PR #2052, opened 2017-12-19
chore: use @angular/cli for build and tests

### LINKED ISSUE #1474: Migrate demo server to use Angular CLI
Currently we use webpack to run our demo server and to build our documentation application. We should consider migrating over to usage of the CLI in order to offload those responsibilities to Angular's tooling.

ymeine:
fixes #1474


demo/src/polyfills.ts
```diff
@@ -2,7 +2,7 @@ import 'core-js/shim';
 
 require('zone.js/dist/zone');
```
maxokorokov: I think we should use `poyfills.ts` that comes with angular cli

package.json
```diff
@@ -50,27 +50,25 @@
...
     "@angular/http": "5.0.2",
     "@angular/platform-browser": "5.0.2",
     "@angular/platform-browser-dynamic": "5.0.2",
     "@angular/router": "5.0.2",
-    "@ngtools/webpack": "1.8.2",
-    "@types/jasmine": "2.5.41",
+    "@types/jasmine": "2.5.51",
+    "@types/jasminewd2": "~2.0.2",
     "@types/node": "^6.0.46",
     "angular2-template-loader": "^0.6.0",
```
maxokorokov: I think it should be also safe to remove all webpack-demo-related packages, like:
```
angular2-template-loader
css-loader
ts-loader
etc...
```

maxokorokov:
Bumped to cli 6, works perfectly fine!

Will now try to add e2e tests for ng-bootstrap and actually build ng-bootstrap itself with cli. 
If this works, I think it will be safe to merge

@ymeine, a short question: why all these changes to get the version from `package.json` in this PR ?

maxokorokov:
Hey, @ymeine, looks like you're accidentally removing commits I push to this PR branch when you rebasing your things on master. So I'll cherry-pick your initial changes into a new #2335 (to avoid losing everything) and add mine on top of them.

--

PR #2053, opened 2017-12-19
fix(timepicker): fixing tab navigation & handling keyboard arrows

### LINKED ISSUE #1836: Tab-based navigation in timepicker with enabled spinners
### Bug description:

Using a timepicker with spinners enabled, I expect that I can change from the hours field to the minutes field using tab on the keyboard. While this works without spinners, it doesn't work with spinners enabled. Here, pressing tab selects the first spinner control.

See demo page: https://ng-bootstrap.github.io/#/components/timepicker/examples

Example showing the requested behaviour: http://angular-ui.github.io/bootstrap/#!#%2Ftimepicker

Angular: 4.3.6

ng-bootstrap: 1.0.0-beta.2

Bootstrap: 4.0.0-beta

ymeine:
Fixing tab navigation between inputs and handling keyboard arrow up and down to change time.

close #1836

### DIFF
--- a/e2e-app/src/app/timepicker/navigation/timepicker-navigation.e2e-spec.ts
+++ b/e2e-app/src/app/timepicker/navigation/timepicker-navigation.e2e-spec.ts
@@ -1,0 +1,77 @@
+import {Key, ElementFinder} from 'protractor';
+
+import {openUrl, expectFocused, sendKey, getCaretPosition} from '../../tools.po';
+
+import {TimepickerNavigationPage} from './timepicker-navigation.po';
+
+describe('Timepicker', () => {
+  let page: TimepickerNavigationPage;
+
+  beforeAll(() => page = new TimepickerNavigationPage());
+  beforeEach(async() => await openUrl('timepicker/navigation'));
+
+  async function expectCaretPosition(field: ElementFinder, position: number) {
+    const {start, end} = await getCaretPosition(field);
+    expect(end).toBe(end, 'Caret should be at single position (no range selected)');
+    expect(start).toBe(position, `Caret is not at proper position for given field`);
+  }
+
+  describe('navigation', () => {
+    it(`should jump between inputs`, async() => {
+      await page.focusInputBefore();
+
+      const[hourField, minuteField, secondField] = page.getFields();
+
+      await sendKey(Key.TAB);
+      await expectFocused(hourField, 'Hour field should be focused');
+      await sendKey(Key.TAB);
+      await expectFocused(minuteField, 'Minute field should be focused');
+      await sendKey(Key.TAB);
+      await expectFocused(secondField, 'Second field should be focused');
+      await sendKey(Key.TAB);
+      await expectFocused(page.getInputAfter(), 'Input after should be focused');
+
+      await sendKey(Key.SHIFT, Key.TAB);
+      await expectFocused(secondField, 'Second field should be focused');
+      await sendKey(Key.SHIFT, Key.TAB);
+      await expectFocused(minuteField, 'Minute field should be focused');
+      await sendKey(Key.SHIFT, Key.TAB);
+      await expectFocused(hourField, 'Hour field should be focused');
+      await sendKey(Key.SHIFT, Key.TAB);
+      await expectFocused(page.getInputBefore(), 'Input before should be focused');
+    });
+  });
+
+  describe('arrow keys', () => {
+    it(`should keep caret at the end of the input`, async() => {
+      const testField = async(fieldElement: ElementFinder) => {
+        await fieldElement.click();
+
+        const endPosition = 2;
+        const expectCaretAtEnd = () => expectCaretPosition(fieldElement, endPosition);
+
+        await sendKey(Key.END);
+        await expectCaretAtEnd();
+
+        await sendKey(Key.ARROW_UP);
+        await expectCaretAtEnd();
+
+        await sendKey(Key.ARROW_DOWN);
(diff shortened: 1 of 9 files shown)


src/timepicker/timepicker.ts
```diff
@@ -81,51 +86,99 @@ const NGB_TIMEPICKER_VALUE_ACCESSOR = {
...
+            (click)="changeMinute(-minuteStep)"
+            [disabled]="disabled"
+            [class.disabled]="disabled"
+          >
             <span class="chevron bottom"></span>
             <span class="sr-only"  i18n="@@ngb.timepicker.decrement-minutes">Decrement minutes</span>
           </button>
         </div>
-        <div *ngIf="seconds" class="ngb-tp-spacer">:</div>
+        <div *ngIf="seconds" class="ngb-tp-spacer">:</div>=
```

* * *

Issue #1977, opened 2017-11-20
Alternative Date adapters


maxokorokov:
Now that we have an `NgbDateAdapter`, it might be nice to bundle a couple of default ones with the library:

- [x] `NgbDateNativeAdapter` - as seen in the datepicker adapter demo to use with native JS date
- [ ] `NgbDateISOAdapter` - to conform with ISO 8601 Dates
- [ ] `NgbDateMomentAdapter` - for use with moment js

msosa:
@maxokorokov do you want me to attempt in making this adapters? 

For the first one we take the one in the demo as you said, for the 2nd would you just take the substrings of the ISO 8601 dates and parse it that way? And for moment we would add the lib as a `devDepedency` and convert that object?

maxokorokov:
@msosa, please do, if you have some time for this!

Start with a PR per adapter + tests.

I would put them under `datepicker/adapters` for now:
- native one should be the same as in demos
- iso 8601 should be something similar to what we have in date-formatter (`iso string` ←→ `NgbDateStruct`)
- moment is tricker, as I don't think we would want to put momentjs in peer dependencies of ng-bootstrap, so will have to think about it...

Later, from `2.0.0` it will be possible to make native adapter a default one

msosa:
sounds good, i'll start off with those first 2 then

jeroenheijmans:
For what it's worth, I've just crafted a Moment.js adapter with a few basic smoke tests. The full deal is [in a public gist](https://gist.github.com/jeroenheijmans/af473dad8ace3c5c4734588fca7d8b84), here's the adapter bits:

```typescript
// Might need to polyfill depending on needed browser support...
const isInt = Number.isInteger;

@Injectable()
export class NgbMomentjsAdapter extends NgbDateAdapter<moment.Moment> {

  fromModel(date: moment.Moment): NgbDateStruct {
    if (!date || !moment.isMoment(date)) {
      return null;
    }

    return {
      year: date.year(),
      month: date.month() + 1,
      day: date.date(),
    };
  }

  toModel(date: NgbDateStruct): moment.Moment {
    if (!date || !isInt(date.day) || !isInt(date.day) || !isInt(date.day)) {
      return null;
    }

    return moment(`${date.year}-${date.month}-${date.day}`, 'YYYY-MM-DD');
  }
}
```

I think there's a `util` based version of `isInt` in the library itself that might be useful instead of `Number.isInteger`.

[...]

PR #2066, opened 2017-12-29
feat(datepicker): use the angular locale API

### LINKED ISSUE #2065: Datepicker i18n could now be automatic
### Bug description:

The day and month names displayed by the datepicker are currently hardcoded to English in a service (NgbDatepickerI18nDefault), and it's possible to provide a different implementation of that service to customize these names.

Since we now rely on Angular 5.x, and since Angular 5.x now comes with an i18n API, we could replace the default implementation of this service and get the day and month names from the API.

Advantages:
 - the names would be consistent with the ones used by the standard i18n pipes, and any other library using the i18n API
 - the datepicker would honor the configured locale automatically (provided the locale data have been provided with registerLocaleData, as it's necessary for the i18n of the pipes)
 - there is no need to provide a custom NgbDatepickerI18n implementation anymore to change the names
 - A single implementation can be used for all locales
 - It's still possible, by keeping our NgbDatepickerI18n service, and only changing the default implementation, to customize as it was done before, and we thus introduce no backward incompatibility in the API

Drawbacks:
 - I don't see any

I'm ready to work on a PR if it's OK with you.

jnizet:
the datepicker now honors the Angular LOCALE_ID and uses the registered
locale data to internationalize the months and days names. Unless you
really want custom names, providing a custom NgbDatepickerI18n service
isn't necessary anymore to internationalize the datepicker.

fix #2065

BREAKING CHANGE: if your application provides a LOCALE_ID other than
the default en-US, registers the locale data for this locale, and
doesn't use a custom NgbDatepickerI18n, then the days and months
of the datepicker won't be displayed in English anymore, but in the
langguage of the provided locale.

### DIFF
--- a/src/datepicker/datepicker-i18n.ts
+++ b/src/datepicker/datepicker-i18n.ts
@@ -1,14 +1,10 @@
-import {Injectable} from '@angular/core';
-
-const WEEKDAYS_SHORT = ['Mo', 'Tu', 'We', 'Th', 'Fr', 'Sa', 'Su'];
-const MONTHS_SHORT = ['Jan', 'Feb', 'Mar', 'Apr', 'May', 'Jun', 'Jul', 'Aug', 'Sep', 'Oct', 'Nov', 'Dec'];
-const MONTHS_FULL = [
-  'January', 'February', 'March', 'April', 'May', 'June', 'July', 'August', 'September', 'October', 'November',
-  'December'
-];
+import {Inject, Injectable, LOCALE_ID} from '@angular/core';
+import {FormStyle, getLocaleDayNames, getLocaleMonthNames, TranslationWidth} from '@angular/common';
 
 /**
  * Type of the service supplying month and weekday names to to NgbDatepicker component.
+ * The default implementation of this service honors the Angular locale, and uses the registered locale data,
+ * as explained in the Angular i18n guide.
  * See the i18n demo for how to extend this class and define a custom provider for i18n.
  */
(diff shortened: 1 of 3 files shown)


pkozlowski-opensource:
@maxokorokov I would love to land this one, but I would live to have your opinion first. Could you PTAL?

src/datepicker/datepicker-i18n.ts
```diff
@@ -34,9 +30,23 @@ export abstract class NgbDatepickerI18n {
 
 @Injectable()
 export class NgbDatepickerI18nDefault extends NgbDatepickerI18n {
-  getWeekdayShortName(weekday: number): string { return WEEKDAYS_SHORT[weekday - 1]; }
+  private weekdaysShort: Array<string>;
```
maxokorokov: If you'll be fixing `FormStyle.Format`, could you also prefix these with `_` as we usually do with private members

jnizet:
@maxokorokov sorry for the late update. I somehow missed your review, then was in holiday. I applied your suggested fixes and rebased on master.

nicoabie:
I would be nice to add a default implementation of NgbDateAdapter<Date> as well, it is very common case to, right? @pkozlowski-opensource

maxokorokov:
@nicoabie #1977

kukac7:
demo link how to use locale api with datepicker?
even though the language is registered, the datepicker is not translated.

• _Exercise details_: All lines above that include the word "then" should be located and copied.

• _Task answer_:
sounds good, i'll start off with those first 2 then
doesn't use a custom NgbDatepickerI18n, then the days and months
@maxokorokov sorry for the late update. I somehow missed your review, then was in holiday. I applied your suggested fixes and rebased on master.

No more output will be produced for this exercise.